According to a story from the Glasgow Times, David Steed of Paisley, UK, was diagnosed with adrenoleukodystrophy when he was 18 years old. At the time, he didn’t have any symptoms, but was tested after a family member died from it. He’s 50 years old now, and his symptoms first began three years ago. Now, he can’t walk without crutches and suffers from fatigue. Once he was diagnosed, he gave up on the idea of having a family.
Adrenoleukodystrophy is a genetic disease which is linked to the X chromosome. It is most characterized by the accumulation of fatty acids because the enzymes that process them are not functioning normally. This leads to damage of the myelin sheath, an insulating, fatty layer that coats nerve cells and is essential to their function. Adrenoleukodystrophy is caused by mutations that affect the ABCD1 gene. The presentation of this disease varies significantly. This makes the process of diagnosis very difficult in many cases. Some patients have no symptoms, but when they do appear, they often include neurodegeneration, paraparesis, neuropathy, behavioral abnormalities, adrenal insufficiency, and dementia. Symptoms often progress in severity without treatment. Treatment of adrenoleukodystrophy may include gene therapy, stem cell transplant, and changes in diet. These treatments are often only effective in the early stages of the disease. To learn more about adrenoleukodystrophy, click here.
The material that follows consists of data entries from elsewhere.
PR #3048, opened 2025-01-21
Option to set the number of threads for parallel compilation

imaihal:
All available CPUs are used in parallel compilation in current main branch.
This PR creates an option to set the number of threads for parallel compilation. By using `-j <#threads>` when compiling, thread pool with `<#threads>` threads are created, and used for parallel compilation in `parallelFor()` API. 
The default value is 0 and all the available CPUs are used as same with current main. When setting `-j 1`, use single thread without setting thread pool.


src/onnx-mlir.cpp
```diff
@@ -68,7 +69,12 @@ int main(int argc, char *argv[]) {
   }
 
   // Create context after MLIRContextCLOptions are registered and parsed.
-  mlir::MLIRContext context;
+  mlir::MLIRContext context(mlir::MLIRContext::Threading::DISABLED);
+  llvm::DefaultThreadPool pool(
```
AlexandreEichenberger, line 73: Why do we create a pool with 1 thread when we don't set it? Can we create it only when threads > 1?

src/Compiler/CompilerOptions.cpp
```diff
@@ -665,6 +666,13 @@ static llvm::cl::opt<bool, true> enable_bound_check("enable-bound-check",
     llvm::cl::location(enableBoundCheck), llvm::cl::init(false),
     llvm::cl::cat(OnnxMlirOptions));
 
+static llvm::cl::opt<int, true> compilation_num_threads("j",
```
AlexandreEichenberger, line 669: Thanks for reusing the same name as for other programs...

src/onnx-mlir.cpp
imaihal: Thanks for the comment. I thought so too, but when I created the pool within the if statement, I got an error  when using the pool(maybe it was illegal instruction). I'm not sure why this happened.
I will check again.

imaihal: @AlexandreEichenberger  Updated. I think this is better way to create the pool. I studied from LLVM repo.

src/onnx-mlir.cpp
```diff
@@ -68,7 +69,14 @@ int main(int argc, char *argv[]) {
   }
 
   // Create context after MLIRContextCLOptions are registered and parsed.
-  mlir::MLIRContext context;
+  mlir::MLIRContext context(mlir::MLIRContext::Threading::DISABLED);
+  std::unique_ptr<llvm::ThreadPoolInterface> threadPoolPtr;
```
chentong319, line 73: What's the program behavior if setThreadPool is not set? I guess that the compiler uses all the available threads. 
What's wrong with j=1? Can we specify that only one thread is used? Then comes the question: what the default value should be?
We should add these descriptions In the option definition.
By the way,  I am surprised to say `Threading::DISABLED`, not enabled.

AlexandreEichenberger: @imaihal please look into this. Ideally, we would like to get the best performance and fastest compiler (using only `-O3` with possibly the arch and the use of the NNPA).

Chatting with @chentong319 , MLIR is default multiple threads, so we want to preserve that. The way to ask for a single thread would be explicitly stating `-j 1`

imaihal: @AlexandreEichenberger @chentong319 Thanks for the comments.

I see. I updated to use 0 by default and use all the available processor for compilation. When setting `-j 1`, use single thread without setting thread pool. When `j > 1`, specified the number for threads are used.

Any other requests that I don't refrect?

src/onnx-mlir.cpp
```diff
@@ -68,7 +69,23 @@ int main(int argc, char *argv[]) {
...
   // Create context after MLIRContextCLOptions are registered and parsed.
+  // The multi-threading in MLIRContext is enabled by default. It must be
+  // disabled to control the number of threads. To use single thread, simply
+  // disable it. To use a specific number of threads, disable it once and then
+  // set a new thread pool.
   mlir::MLIRContext context;
+  std::unique_ptr<llvm::ThreadPoolInterface> threadPoolPtr;
+  assert(compilationNumThreads >= 0 &&
+         "The number of threads for compilation by "
+         "'-j' option should be positive value.");
```
tungld, line 80: You may define `compilationNumThreads` to be `uint64_t`, so that it is never negative, e.g. `%llvm::cl::opt<int, true> compilation_num_threads("j",`

src/Compiler/CompilerOptions.cpp
```diff
@@ -92,6 +92,7 @@ OptReport optReport;                                   // onnx-mlir only
 bool useOldBufferization;                              // onnx-mlir only
 bool enableTiming;                                     // onnx-mlir only
 bool enableBoundCheck;                                 // onnx-mlir only
+int compilationNumThreads;                             // onnx-mlir only
```
tungld, line 95: Can we apply this option to `onnx-mlir-opt` as well so that we can check performance by calling `onnx-mlir-opt --constprop-onnx -j8` for a single operation? It's ok if it needs another PR.

src/onnx-mlir.cpp
AlexandreEichenberger: That seems to be correct. Do you ignore (or warning) if user gave a negative value?

src/Compiler/CompilerOptions.cpp
AlexandreEichenberger: @tungld I was thinking along the same lines, also for example to test that we get the same result for a test that uses parallelism.

@imaihal I would then add a test that tries the operation that you parallelized and try it with `-j 4` for example. You may have to copy a large constant to do that... can lift it from a model.

src/onnx-mlir.cpp
chentong319: This sounds great!

src/Compiler/CompilerOptions.cpp
imaihal: @tungld @AlexandreEichenberger Thanks for the comments.

I applied this option to `onnx-mlir-opt`, but parallelization of constprop is not included in this PR (It is included in PR #3042). So I want to add the tests in PR #3042.

src/onnx-mlir.cpp
imaihal: Done. Thanks!

src/Compiler/CompilerOptions.cpp
AlexandreEichenberger: Absolutely, this PR set the options, and it will be tested once there is a new opt that can use parallelism.

AlexandreEichenberger:
@imaihal Is your PR ready for review again, meaning do you feel you acted on all the questions/requests?

imaihal:
@AlexandreEichenberger Yes. Could you review this again?

src/Compiler/CompilerOptions.cpp
tungld: @imaihal I didn't see any change to `onnx-mlir-opt.cpp`. I am curious on how this option is effective in`onnx-mlir-opt` command line?

AlexandreEichenberger (approved):
LGTM, thanks @imaihal  for incorporating the feedback from Tong and I.

src/Compiler/CompilerOptions.cpp
imaihal: @tungld New thread pool is created in `MlirOptMain.cpp` of MLIR. This is due to handle`-split-input-file` option  (https://github.com/llvm/llvm-project/blob/main/mlir/lib/Tools/mlir-opt/MlirOptMain.cpp#L609-L613). So, it seems to be difficult to set our own threadpool in `onnx-mlir-opt.cpp`. 

In lit tests, how about using`--mlir-disable-threading` for single thread and using mlir default(use all cpus) for multi-thread? Or, using pass local option might be possible to specify our own thread pool.

imaihal: @tungld Sorry, it is possible just by modifying onnx-mlir-opt.cpp. I updated.

PR #3049, opened 2025-01-22
Don't try to free static array in mnist example

Zentrik:
I don't think its correct to free a static array, it was causing ABORTS with `free(): invalid pointer` printed for me.


AlexandreEichenberger (approved):
You are absolutely correct, thanks for finding this bug.
I will merge the PR once it succeeds the CIs (which it should as the change is non-functional as it impacts only a README file.

AlexandreEichenberger:
@Zentrik sorry dropped the ball on this one. Will merge since it passed the tests.

AlexandreEichenberger:
Thanks @Zentrik for your contribution, much appreciated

The onset of symptoms has also impacted David’s mental health; he now deals with depression.
“I wouldn’t want anyone else to have this condition.” – David
Unfortunately, there isn’t much that David can do about the disease, and his symptoms will progress in severity as he ages. Michael Conway, a 55 year old who also lives with adrenoleukodystrophy, lives just a few miles away. He says he hasn’t been able to sleep well for eight years and suffers from extreme fatigue.
He was surprised to learn that another patient lived so close by as the disease is quite rare.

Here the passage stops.